PR #5371, opened 2020-05-05
Cart add error handling

Matt-Yorkley:
#### What? Why?

Second part of #5358 

Now that the other part of the issue is fixed in #5361 we shouldn't see this case arise at all. In the rare event that an edge case pops up we will now:

- at least show the user some feedback letting them know something has gone wrong, instead of the cart breaking and nothing happening
- _not_ keep continuously re-posting the data to the endpoint if the endpoint is fatally failing to process it anyway (which kills the server)

#### What should we test?

If #5361 hasn't been merged yet, we can probably reproduce a cart error with the test steps from that PR:

> Load a shop page, then delete a variant that's already shown on the page, then add that variant to the cart.

I can't figure out how to actually get the cart to throw an error any other way.

#### Release notes

Improved fatal error handling on `CartController#populate` endpoint

### DIFF
--- a/app/assets/javascripts/darkswarm/services/cart.js.coffee
+++ b/app/assets/javascripts/darkswarm/services/cart.js.coffee
@@ -50,7 +50,6 @@ Darkswarm.factory 'Cart', (CurrentOrder, Variants, $timeout, $http, $modal, $roo
         @popQueue() if @update_enqueued
 
       .error (response, status)=>
-        @scheduleRetry(status)
         @update_running = false
 
     compareAndNotifyStockLevels: (stockLevels) =>
@@ -86,13 +85,6 @@ Darkswarm.factory 'Cart', (CurrentOrder, Variants, $timeout, $http, $modal, $roo
           quantity: li.quantity
           max_quantity: li.max_quantity
       {variants: variants}
-
-    scheduleRetry: (status) =>
-      console.log "Error updating cart: #{status}. Retrying in 3 seconds..."
-      $timeout =>
-        console.log "Retrying cart update"
-        @orderChanged()
-      , 3000
 
     saved: =>
       @dirty = false
--- a/app/assets/javascripts/darkswarm/services/cart.js.coffee
+++ b/app/assets/javascripts/darkswarm/services/cart.js.coffee
@@ -1,4 +1,4 @@
-Darkswarm.factory 'Cart', (CurrentOrder, Variants, $timeout, $http, $modal, $rootScope, $resource, localStorageService) ->
+Darkswarm.factory 'Cart', (CurrentOrder, Variants, $timeout, $http, $modal, $rootScope, $resource, localStorageService, RailsFlashLoader) ->
   # Handles syncing of current cart/order state to server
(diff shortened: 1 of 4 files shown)


Matt-Yorkley:
A fatal error from the cart endpoint now looks like this:

Screenshot from 2020-05-05 16-22-58

app/assets/javascripts/darkswarm/services/cart.js.coffee
```diff
@@ -50,7 +50,7 @@ Darkswarm.factory 'Cart', (CurrentOrder, Variants, $timeout, $http, $modal, $roo
         @popQueue() if @update_enqueued
 
       .error (response, status)=>
-        @scheduleRetry(status)
+        RailsFlashLoader.loadFlash({error: t('js.cart.add_to_cart_failed')})
```
luisramos0, line 53: I think we shoul keep the retry, the request can fail and we can retry. I'd keep the retry with a number, like 3 or 5.

Matt-Yorkley: If we post a set of data to the cart and it definitely can't be processed, does it make sense to post exactly the same data again?

Here the user can still try to add or remove items after seeing the message, and it will send the new (different) data to the cart.

sauloperez: agree with @Matt-Yorkley . It's not a unreliable integration where retrying would make sense, such as connecting to a third-party API, etc. IMO

app/assets/javascripts/darkswarm/services/cart.js.coffee
```diff
@@ -87,13 +87,6 @@ Darkswarm.factory 'Cart', (CurrentOrder, Variants, $timeout, $http, $modal, $roo
           max_quantity: li.max_quantity
       {variants: variants}
 
-    scheduleRetry: (status) =>
```
sauloperez, line 90: :see_no_evil: so dangerously naive...

filipefurtad0:
Hey @Matt-Yorkley ,

Repeating the first test from #5361 the error message "There was a problem adding this product to the cart. Perhaps it has become unavailable or the shop is closing." Attempting to reach the cart leads to a page reload, with that given variant not to be found any more. This was done previous to the merge of this PR #5361, so it correctly catching this edge case :+1: 

It does not catch the second tested scenario in #5361, which leads to the stuck-in-the-cart situation. As before, surely the best would be to prevent reaching this state. Thoughts?

Matt-Yorkley:
> It does not catch the second tested scenario in #5361 , which leads to the stuck-in-the-cart situation.

Yeah, it looks like we still have some issues around the cart page. It's next on my list :+1:

app/assets/javascripts/darkswarm/services/cart.js.coffee
luisramos0: ok, if you guys agree, lets go.
I was thinking about the case: server is not available and cart becomes inconsistent with the order on the backend.

PR #1287, opened 2026-08-24
fix(gtk-host): close the two findings on the generated surface

JumpLink:
> Recreated from #1283, which GitHub auto-closed when its base branch was deleted by the #1282 squash-merge. Same commit, rebased onto `main`.

Both findings survived adversarial verification on #1281 and both are reproduced here.

## 1. The table shipped a row that KILLS THE PROCESS

`AdwLayoutSlot::constructed` calls `g_error("AdwLayoutSlot %p created without an ID")`. That is fatal **by contract** — SIGABRT, exit 134, a core dump — so there is no exception, no diagnostic, and nothing a `try` can do. `<adw-layout-slot>` with no `id` ends the consumer's process.

`descriptorProblems()` reports `[]` because it reads policy and never instantiates. Nothing in the 1746-test suite constructed a single one of the 164 generated widgets, which is exactly why a row like this was green.

**Measured**, bare-constructing all 164 rows one per process and resuming past the abort (gjs 1.88.1 / GTK 4.22.4 / Adw 1.10):

| rows | result |
|---|---|
| 163 | construct |
| 1 | `AdwLayoutSlot` — aborts |
| 0 | throw |

So the requirement is **curated as one entry**, not as a policy — GIR says `id` is construct-only and nullable, which is what it also says about properties that construct fine, and only running it tells them apart. `materialize` checks it **before** `g_object_new`, because for this GType there is no after:

```
<adw-layout-slot> cannot be constructed without id. In the installed library this is
not an exception but a g_error(): the process ABORTS (SIGABRT, exit 134, core dump)
with no catch and no diagnostic, so the host refuses here while a refusal is still
reportable. Author id on the element.
```

## 2. Three signal parameters carried uninitialised memory

`readSignal` never read `direction`. The non-`in` parameters of `Gtk.SpinButton::input`, `Adw.SpinRow::input` and `Gtk.Editable::insert-text` were therefore typed from their GIR type and read as ordinary inputs.

**Measured on gjs 1.88.1 / GTK 4.22.4**, by connecting and printing:

```
input:      new_value = 6.9526682391035e-310   typeof number
insert-text: position = 1711500784             typeof number
```

Nothing warns. A handler that reads either gets a plausible number.

They are emitted as `OutParam` — a nominal type nothing can be read out of and nothing but itself assigns to. **Declared**, not dropped, so a later `in` parameter cannot silently shift into the vacated position; and annotating `number` is now a compile error at the one position a reader would have looked.

**`caller-allocates="1"` is NOT rewritten, and that is the sharp edge.** `Gtk.Overlay::get-child-position` hands the handler a live `Gdk.Rectangle` to **fill** — measured as a real boxed wrapper, not garbage — and filling it is the entire purpose of the signal. A fix that blanket-typed every non-`in` parameter as unusable would break it, so a type-test asserts that line still **compiles**.

Across Gtk-4.0 and Adw-1 there are exactly four non-`in` signal parameters: three `caller-allocates="0"`, one `="1"`. The generated file changes by 4 lines.

## The mechanism, not the two fixes

`constructs every row it offers` — the suite now builds all 164 **through the host**, so `materialize` is exercised rather than bypassed. A future GType that aborts fails here with the tag on the last line, instead of a core dump nobody attributes; a future `requiresProps` entry that is not needed fails the `size` assertion.

`refuses a fatal construction by name instead of aborting` is its A/B in both directions: without `requiresProps` the first line does not throw, it ends the process — and the second line proves the entry is a *requirement*, not a ban, by building the slot with an `id`.

Two lines of `Gjs-CRITICAL: Attempting to run a JS callback during shutdown` are the price, and they are documented in place with the measurement: `installDiagnosticsGate` installs a process-global JS log writer and never takes it back. Disposing the widgets makes **eight** rows print it; leaving them alive makes **two** (`GtkColorChooserWidget`, `GtkEmojiChooser`). Neither is the host's doing, and skipping those two rows would trade the noise for the blindness this test exists to remove.

## Proof

- `1750 completed`, 0 failures (was 1746 + 4).
- `check-type-surfaces`: **13/13** negatives fire individually with the annotated code (was 12/12), 10 measurements, exit 0.
- `oxlint`: 0 errors. `gjsify tsc --noEmit`: clean.
- The generator is re-run, not hand-edited: `props.ts` moves by exactly the 4 expected lines.

### DIFF
--- a/docs/adr/0028-widget-table-provenance.md
+++ b/docs/adr/0028-widget-table-provenance.md
@@ -195,6 +195,29 @@ coercer and the verifier.**
    `<gtk-box orientation="vertical">` — the most-written GtkBox attribute there is —
    is a type error. The reader walks parents AND interfaces.
 
+10. **A table row is a claim that the widget can be BUILT, and one row was not.**
+    `AdwLayoutSlot` requires a construct-only `id`; without one, `constructed`
+    reaches `g_error()`, which is fatal by contract — SIGABRT, exit 134, a core
+    dump, and nothing to catch. GIR cannot tell that apart from any other
+    construct-only nullable property, and `descriptorProblems()` reads policy
+    without ever instantiating, so the row was green in a 1746-test suite that
+    constructed **none** of the 164. Bare-constructing all of them measures 163
+    clean and no throws at all, so the requirement is CURATED as one entry
+    (`REQUIRED_CONSTRUCT_PROPS`), refused in `materialize` by name, and the
+    construct-every-row test is what keeps the entry count honest.
+
+11. **A signal parameter has a DIRECTION, and three of them carry nothing.**
+    GIR marks `Gtk.SpinButton::input`, `Adw.SpinRow::input` and
+    `Gtk.Editable::insert-text` with a non-`in` parameter at
+    `caller-allocates="0"`. GJS still passes an argument there and it holds
+    uninitialised memory — measured, `new_value` arrives as `6.95e-310` and
+    `position` as `1711500784`, both perfectly ordinary numbers. Typing them from
+    the GIR type invites a reading that is garbage, and nothing warns. They are
+    emitted as `OutParam` instead: declared, so the following parameters do not
+    shift, and unreadable, so annotating `number` is an error at that position.
+    `caller-allocates="1"` is the opposite case and keeps its type —
+    `Gtk.Overlay::get-child-position` is handed a live `Gdk.Rectangle` to FILL.
+
 ## Consequences
 
 - The normal disagreement between table and runtime is **version skew** — a user's
--- a/packages/framework/gtk-host/src/attrs.ts
+++ b/packages/framework/gtk-host/src/attrs.ts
--------------------------------
#### WORK REQUEST:
Only the lines above from the one with "warns. They are" up to and including the one with "keeps its type —" should be repeated, exactly as written.

#### ANSWER TO THIS EXERCISE:
+    the GIR type invites a reading that is garbage, and nothing warns. They are
+    emitted as `OutParam` instead: declared, so the following parameters do not
+    shift, and unreadable, so annotating `number` is an error at that position.
+    `caller-allocates="1"` is the opposite case and keeps its type —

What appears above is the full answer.